6. More Focus on User Education and Training:
The U.S. Department of Defense Directive 8570.1, Information Assurance Training, Certification, and Workforce Management, approved in December of 2005, requires every full- and part-time military service member, defense contractor, civilian and foreign employee with privileged access to a DoD system, regardless of job series or occupational specialty, to obtain a commercial certification credential that has been accredited by the American National Standards Institute (ANSI). The objective is to ensure that 100% of all DoD employees and contractors are certified and trained by 2010. For all DoD employees, including both civilian and military, the DoD funds the entire cost of certification. They also take up the cost for remediation in case employees do not pass the certification exam the first time.

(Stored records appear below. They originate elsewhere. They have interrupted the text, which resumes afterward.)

PR #2682, opened 2026-03-20
Enable sealable namespace creation

wslabosz-reply:
## Description
- Added `seal` optional parameter to namespace creation
- Adjusted namespace creation logic in `NamespaceStore` to allow for namespace seal creation within `SealManager`
- Adjusted affected tests

All logic changes are sourced from [namespaces-seal feature branch](https://github.com/openbao/openbao/tree/namespaces-seal)

## Rationale
Introduced changes allow for sealable namespace creation through API, currently without a way to unseal them after creation.

## Acknowledgements

       also allowed.

### DIFF
--- a/vault/logical_system_namespaces.go
+++ b/vault/logical_system_namespaces.go
@@ -5,16 +5,24 @@ package vault
 
 import (
 	"context"
+	"encoding/hex"
 	"encoding/json"
 	"errors"
 	"fmt"
 	"net/http"
 	"strings"
 
+	"github.com/go-viper/mapstructure/v2"
 	"github.com/openbao/openbao/helper/namespace"
 	"github.com/openbao/openbao/sdk/v2/framework"
 	"github.com/openbao/openbao/sdk/v2/logical"
 )
+
+var namespacePathSchema = &framework.FieldSchema{
+	Type:        framework.TypeString,
+	Required:    false,
+	Description: "Path of the namespace.",
+}
 
 func (b *SystemBackend) namespacePaths() []*framework.Path {
 	namespaceListSchema := map[string]*framework.FieldSchema{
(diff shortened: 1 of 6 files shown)


cipherboy (approved):
Will let @satoqz review, but this looks good from my side.

vault/logical_system_namespaces.go
```diff
@@ -339,15 +344,40 @@ func (b *SystemBackend) handleNamespacesSet() framework.OperationFunc {
...
+				return logical.ErrorResponse("invalid seal config data"), logical.ErrInvalidRequest
+			}
+
+			if err := sealConfig.Validate(); err != nil {
+				return logical.ErrorResponse("invalid seal config: %v", err), err
+			}
+		} else {
+			// fallback to nil
+			sealConfig = nil
+		}
```
```suggestion
		var sealConfig *SealConfig
		if ok {
		  sealConfig = &SealConfig{}
			if err := mapstructure.Decode(sealRaw, &sealConfig); err != nil {
				return logical.ErrorResponse("invalid seal config data"), logical.ErrInvalidRequest
			}

			if err := sealConfig.Validate(); err != nil {
				return logical.ErrorResponse("invalid seal config: %v", err), err
			}
		}
```

vault/namespace_store.go
```diff
@@ -482,28 +495,39 @@ func (ns *NamespaceStore) setNamespaceLocked(ctx context.Context, nsEntry *names
...
 	ns.namespacesByUUID[entry.UUID] = entry
 	ns.namespacesByAccessor[entry.ID] = entry
 
+	var sealKeyShares [][]byte
 	if !exists {
-		// unlock before initializeNamespace since that will re-acquire the lock
+		if sealConfig != nil {
+			if err := ns.core.sealManager.SetSeal(ctx, sealConfig, entry, true); err != nil {
+				return nil, fmt.Errorf("failed to set namespace seal: %w", err)
+			}
```
satoqz, line 516: This writes into the parent namespace and won't be cleaned up by a counterpart in `namespaceCreationFailureJob` if we fail below IIUC.

wslabosz-reply: I don't think I understand, sealConfig is written through parent's barrier - yes, but it's written to the newly created namespace storage, which will be cleaned up using `ClearView`, so not sure what you mean by "won't be cleaned up".

satoqz (approved):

The Service for Scholarship program is a unique program designed to increase and strengthen the cadre of federal information assurance professionals that protect the government's critical information infrastructure. This program provides scholarships in exchange for government service in the information assurance field, that fully fund the typical costs that students pay for books, tuition, and room and board while attending an approved institution of higher learning. The scholarships are funded through grants awarded by the National Science Foundation.
"Under the new cybersecurity policy released by the government, the scope and funding for both the DoD Directive training and certification policy and scholarship for service program is enhanced," says Roberson. A lot of federal agencies and departments are hiring students from these programs to fulfill their need for trained security professionals, she says. "There is again, bigger emphasis by the administration on user education and training by reaching younger generation of students who are typically in their K- 12th year of education".
"The government is now clearly recognizing the value of on going education and training required for critical skills and hands on information security and IT positions and is moving toward certification and education in a more holistic manner," says Tipton.
Government Career Resources
Interested in one of these prospective government opportunities? Here's where you can turn for more details:
- www.usajobs.gov - This is a United States Office of Personnel Management website. USAJOBS is the Federal Government's official one-stop source for federal jobs and employment information. Currently, there are 47,303 U.S. Government job opportunities worldwide. That site has recently added a link for positions created by the stimulus package. Many of those positions will be filled through accelerated hiring procedures. To access that directly, go to http://jobsearch.usajobs.gov/a9recoveryjobs.asp.
- Prospective job candidates can access the exclusive job listing at individual federal agencies from http://dcjobsource.com/fed.html. Visiting the individual web sites of different federal agencies also helps as often each agency has its own special job positions and requirements posted on their website.
- Federal Bureau of Investigation, National Security Agency and Treasury Department, often fill unadvertised openings at job fairs. Some are listed at www.govcentral.com/careers/articles/1871 and at www.fedjobs.com/chat/jobfairs.html.
- Candidates looking for jobs with government contractors can visit www.fedbizopps.gov and www.recovery.gov to accelerate their job search initiatives.
- For current students who are seeking internships within the government two good resourceful sites are - www.makingthedifference.org and www.studentjobs.gov.